- [Given data]:
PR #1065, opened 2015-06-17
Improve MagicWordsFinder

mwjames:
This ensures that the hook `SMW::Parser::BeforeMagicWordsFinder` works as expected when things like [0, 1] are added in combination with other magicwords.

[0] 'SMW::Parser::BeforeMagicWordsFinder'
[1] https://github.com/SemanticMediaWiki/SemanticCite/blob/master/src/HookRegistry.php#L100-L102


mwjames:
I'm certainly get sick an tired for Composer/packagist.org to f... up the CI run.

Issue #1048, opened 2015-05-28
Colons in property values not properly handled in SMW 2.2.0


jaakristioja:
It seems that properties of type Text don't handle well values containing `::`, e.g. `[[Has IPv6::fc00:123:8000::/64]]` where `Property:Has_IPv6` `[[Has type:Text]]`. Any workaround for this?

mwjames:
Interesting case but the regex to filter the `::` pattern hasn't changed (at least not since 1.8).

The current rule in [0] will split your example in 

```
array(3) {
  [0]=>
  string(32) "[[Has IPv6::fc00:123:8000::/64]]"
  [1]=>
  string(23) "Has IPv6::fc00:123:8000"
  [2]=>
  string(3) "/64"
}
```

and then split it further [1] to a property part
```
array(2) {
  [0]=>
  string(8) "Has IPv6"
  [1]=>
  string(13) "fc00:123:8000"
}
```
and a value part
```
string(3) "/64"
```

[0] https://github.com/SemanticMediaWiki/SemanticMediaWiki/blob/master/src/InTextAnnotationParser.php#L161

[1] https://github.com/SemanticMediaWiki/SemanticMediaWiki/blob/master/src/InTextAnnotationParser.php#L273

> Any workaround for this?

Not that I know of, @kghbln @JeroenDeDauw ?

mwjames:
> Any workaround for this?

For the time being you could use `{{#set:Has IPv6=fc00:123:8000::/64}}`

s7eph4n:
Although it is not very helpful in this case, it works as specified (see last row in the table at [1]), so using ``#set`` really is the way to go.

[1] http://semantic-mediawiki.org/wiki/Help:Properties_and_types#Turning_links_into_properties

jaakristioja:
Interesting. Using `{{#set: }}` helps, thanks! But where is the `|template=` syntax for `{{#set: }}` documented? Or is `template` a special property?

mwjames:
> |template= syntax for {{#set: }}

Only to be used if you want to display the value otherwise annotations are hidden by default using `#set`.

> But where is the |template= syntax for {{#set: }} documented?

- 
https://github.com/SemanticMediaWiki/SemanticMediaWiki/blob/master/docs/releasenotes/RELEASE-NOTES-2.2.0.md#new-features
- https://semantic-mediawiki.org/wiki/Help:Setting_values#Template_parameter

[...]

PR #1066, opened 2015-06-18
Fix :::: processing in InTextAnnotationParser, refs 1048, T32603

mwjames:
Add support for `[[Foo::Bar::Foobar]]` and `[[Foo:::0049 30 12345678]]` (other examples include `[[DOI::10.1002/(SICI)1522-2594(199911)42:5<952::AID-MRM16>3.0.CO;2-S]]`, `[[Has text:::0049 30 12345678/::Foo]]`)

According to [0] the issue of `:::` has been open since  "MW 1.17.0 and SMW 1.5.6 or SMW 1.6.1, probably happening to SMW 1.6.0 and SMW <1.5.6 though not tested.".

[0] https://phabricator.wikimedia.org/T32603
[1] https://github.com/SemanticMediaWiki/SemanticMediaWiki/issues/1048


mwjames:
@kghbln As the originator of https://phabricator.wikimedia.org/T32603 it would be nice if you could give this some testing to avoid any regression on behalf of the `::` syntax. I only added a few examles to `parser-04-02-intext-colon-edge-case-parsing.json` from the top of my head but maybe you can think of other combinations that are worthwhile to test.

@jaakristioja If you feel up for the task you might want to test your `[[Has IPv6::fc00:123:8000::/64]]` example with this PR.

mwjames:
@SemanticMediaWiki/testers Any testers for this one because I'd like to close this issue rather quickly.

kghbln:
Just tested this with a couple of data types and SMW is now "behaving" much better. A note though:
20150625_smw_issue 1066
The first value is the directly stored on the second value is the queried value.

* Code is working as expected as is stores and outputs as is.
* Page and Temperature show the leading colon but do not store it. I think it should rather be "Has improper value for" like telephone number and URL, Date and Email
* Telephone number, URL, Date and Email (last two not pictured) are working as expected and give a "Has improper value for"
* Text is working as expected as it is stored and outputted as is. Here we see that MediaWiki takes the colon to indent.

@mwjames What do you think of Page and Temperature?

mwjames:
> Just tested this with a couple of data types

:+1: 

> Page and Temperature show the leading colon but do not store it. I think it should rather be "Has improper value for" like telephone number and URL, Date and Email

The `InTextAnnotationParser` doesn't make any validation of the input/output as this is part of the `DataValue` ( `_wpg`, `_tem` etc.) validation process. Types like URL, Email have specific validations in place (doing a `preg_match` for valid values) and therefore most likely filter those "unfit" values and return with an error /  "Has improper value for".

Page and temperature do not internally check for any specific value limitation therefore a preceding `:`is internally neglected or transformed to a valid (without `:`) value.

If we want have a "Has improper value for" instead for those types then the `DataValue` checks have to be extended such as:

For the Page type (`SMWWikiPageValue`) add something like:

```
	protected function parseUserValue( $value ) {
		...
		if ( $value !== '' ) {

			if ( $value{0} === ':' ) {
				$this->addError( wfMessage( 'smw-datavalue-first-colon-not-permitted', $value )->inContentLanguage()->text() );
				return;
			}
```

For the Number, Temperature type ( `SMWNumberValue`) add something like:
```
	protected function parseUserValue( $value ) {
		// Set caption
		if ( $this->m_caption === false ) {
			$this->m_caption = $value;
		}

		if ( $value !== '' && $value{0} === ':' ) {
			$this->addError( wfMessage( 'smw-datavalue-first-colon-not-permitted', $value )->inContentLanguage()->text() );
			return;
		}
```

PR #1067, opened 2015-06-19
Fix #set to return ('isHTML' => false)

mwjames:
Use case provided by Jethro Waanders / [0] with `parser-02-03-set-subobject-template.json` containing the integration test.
==
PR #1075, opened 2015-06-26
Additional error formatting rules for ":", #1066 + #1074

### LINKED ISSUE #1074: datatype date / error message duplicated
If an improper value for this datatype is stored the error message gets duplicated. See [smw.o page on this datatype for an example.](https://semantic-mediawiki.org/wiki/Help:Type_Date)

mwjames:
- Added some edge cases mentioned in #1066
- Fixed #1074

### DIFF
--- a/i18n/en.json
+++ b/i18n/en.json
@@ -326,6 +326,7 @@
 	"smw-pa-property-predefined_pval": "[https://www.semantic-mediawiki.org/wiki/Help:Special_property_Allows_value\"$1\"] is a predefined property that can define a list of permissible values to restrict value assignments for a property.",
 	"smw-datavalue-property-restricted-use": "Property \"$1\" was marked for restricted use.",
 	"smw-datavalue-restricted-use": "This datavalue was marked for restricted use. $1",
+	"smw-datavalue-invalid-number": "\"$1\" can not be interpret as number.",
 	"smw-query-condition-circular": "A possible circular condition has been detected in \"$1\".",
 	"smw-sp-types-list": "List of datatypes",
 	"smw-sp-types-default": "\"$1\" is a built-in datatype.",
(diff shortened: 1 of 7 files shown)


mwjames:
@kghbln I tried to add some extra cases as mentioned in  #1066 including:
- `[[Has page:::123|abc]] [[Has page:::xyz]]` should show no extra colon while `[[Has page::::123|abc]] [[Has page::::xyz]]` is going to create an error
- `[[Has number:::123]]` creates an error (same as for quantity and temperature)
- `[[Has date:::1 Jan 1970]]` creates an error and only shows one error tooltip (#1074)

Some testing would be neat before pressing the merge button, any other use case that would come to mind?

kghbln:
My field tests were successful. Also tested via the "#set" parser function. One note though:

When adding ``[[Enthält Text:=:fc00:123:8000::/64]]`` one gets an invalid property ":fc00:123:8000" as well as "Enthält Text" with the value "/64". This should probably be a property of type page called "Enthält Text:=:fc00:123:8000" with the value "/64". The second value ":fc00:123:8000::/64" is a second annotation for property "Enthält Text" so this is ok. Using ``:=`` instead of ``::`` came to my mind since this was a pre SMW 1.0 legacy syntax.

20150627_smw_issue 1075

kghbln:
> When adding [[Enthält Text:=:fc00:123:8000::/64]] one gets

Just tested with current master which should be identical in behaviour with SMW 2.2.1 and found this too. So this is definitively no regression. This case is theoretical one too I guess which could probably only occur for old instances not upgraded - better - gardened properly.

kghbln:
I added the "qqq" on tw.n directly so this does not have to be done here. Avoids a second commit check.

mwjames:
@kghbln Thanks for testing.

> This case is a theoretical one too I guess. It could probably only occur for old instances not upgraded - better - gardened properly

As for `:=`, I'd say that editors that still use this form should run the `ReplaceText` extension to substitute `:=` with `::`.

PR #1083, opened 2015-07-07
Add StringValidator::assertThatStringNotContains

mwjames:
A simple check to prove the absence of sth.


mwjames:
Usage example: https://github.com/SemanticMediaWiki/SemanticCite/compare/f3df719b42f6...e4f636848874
...
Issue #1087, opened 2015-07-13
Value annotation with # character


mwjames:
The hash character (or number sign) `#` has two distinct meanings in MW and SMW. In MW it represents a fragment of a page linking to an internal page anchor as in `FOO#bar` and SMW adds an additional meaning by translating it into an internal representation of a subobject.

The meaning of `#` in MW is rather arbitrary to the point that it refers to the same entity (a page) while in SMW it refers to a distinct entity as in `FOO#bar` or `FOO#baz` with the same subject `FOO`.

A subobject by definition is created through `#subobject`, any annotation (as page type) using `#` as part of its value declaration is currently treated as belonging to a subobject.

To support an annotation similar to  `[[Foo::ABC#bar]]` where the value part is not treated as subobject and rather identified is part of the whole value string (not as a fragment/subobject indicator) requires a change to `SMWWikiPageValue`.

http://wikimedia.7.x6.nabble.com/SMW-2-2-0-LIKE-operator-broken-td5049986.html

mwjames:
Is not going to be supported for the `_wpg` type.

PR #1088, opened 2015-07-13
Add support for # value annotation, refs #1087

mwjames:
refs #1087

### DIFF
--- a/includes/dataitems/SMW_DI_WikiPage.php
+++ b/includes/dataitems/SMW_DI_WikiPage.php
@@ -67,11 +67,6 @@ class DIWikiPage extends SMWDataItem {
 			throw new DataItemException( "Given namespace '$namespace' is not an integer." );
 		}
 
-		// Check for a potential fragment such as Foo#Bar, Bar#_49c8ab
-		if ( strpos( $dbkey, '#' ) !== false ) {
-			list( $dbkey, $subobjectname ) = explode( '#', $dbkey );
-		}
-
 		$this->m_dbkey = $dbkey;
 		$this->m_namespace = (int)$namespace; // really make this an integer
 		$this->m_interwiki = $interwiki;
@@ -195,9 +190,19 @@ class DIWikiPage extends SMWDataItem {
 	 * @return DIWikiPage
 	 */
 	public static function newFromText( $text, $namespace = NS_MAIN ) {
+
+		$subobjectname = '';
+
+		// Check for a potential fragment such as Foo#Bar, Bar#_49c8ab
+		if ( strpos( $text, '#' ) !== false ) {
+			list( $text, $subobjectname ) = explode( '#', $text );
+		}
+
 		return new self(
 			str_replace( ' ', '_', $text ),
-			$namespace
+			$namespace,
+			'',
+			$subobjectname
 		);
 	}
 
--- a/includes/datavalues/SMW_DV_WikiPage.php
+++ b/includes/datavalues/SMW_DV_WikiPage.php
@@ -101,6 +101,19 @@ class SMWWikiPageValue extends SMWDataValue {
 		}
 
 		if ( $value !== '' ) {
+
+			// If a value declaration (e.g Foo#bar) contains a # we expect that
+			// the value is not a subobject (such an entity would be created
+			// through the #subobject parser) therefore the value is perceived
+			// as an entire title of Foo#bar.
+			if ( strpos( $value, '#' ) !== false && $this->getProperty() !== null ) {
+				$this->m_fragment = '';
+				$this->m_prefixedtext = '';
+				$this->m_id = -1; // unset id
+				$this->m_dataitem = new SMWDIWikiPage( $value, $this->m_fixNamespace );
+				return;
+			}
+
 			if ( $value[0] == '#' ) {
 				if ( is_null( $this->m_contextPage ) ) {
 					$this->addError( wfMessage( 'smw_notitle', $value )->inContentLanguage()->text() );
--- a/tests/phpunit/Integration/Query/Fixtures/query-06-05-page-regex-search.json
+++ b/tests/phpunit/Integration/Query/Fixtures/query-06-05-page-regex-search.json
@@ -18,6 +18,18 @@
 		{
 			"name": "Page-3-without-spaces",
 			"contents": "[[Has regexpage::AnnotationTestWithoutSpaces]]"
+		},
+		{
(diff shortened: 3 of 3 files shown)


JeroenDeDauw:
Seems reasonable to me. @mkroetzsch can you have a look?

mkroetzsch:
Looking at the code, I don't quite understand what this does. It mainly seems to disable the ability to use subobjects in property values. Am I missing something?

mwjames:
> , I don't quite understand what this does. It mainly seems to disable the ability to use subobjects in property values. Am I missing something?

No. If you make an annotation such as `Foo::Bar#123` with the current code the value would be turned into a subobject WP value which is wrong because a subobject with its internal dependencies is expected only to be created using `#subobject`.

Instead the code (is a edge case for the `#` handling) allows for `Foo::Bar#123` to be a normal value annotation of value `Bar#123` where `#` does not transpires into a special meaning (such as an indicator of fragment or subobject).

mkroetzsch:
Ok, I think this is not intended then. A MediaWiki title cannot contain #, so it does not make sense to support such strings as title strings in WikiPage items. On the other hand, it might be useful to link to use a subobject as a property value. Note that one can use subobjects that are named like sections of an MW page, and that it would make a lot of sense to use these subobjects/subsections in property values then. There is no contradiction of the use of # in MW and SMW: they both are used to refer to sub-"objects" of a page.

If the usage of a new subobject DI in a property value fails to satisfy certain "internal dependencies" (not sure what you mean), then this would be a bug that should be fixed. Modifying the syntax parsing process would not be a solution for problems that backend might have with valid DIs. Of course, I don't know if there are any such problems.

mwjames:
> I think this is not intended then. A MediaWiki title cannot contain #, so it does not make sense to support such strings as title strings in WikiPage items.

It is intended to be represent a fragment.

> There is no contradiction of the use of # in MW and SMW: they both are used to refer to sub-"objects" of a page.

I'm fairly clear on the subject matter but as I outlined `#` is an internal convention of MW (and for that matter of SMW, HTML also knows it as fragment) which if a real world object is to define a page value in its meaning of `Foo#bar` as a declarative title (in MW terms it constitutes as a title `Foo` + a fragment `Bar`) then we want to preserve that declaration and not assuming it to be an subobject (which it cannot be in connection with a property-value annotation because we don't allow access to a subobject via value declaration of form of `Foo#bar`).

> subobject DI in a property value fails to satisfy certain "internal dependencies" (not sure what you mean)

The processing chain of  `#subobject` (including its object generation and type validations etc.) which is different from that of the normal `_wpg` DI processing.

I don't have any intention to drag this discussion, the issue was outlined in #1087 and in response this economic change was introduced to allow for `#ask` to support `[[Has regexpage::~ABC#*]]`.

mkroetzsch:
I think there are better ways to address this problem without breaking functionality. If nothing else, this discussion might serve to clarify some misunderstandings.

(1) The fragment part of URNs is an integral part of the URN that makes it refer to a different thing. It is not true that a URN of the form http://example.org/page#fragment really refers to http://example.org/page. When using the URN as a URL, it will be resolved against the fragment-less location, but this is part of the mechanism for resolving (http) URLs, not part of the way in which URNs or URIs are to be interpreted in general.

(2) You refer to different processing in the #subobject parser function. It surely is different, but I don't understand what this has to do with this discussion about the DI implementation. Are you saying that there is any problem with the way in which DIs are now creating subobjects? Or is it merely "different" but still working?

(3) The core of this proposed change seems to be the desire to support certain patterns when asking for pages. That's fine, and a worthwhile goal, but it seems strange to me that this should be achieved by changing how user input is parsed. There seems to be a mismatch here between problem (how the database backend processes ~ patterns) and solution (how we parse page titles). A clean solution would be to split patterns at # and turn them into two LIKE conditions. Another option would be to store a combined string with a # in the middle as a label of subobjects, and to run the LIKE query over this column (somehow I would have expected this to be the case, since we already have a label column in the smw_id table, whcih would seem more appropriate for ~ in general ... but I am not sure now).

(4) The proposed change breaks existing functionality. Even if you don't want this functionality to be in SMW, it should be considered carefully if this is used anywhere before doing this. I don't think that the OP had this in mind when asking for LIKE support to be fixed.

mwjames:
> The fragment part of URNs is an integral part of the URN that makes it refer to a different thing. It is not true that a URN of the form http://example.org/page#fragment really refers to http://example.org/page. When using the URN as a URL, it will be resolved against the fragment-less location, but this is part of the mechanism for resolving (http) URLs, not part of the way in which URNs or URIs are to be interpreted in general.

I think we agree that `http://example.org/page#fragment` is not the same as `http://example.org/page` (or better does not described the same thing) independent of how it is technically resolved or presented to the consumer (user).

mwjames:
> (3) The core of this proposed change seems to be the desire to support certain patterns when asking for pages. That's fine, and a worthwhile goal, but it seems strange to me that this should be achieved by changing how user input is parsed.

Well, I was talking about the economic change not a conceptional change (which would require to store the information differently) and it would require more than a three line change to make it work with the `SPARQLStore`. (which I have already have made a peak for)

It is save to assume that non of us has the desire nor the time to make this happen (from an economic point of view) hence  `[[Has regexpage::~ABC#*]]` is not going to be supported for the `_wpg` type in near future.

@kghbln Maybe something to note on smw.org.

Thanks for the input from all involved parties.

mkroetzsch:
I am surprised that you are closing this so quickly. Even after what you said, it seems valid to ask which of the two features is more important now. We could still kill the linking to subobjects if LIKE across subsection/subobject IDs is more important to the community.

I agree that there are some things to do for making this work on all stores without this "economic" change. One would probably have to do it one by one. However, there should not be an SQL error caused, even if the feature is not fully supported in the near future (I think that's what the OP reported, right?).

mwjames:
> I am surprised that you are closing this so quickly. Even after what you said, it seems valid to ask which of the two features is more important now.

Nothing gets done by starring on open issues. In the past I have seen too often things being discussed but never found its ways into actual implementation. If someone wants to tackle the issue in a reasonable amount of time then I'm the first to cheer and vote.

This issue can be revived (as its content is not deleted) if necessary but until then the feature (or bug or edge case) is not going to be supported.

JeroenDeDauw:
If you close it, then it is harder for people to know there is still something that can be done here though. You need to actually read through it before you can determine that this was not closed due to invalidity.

- [Required action]: Search the data for the string "tested" and copy out every line where it is found.

- [The completed task]:
According to [0] the issue of `:::` has been open since  "MW 1.17.0 and SMW 1.5.6 or SMW 1.6.1, probably happening to SMW 1.6.0 and SMW <1.5.6 though not tested.".
Just tested this with a couple of data types and SMW is now "behaving" much better. A note though:
> Just tested this with a couple of data types
My field tests were successful. Also tested via the "#set" parser function. One note though:
Just tested with current master which should be identical in behaviour with SMW 2.2.1 and found this too. So this is definitively no regression. This case is theoretical one too I guess which could probably only occur for old instances not upgraded - better - gardened properly.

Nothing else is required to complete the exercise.